Mon corps apprend la marche qui dure 7, 8 ou 9 heures par jour. Il y a évidemment des jours de repos entres les 3 ou 4 jours de marche que nous enchaînons. Mon esprit apprend l’humilité de la marche à pied. L’horizon, infranchissable, devient une obsession. Chaque village en vue est une victoire, chaque matelas, une bénédiction.

Arrivée à Torrecampo il y a deux jours. Nous sommes accueillis chez Rufina, la coordonnatrice nationale de l’UNESCO qui chapeaute le périple de Marc. Je suis couchée avant qu’elle n’arrive de Grenade, vers minuit. Je suis dans une chambre sans chauffage. Je gèle encore. À une heure du matin, on cogne à ma porte. Une énorme femme qui ressemble à une aubergiste, bien adipeuse, telle qu’on se les imagine, fait irruption dans ma chambre, les bras chargés de couvertures.

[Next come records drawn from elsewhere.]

Issue #54, opened 2020-05-02
audio level support


adwpc:
https://tools.ietf.org/html/rfc6464

PR #55, opened 2020-05-02
Support Audio Level Indication

tarrencev:
Adds support for parsing the audio level extension header as described in https://tools.ietf.org/html/rfc6464.

Supports decoding both one and two byte formats but only encodes one byte. Let me know if we would like to support marshaling into two byte as well. In that case let me know what interface would make sense.

#54


tarrencev:
Updated PR to follow the chromium implementation. A little simpler :)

Avant que j’ai pu comprendre si je rêve, la voilà au-dessus de moi. Un tourbillon. Elle sent fort le parfum. « Soy Rufina ! Hace frio en la sierra. » Tu parles, oui. Elle est tellement imposante penchée au-dessus de moi que je me sens comme un pois chiche. Sec. Elle soulève les draps, constate que je n’ai pas assez de couches, me recouvre de deux couvertures de laine supplémentaires, puis entreprend de me m’y enrouler comme un saucisson. Quand elle referme la porte, je suis immobilisée, les deux bras bien collés de chaque côté de mon corps. Si j’avais l’intention de dormir sur le côté, c’est tant pis pour moi. Dans la nuit froide, tandis que je me demande d’où m’est venue cette idée du pois chiche, une douce chaleur commence à se faire sentir. Bienheureuse soit Rufina.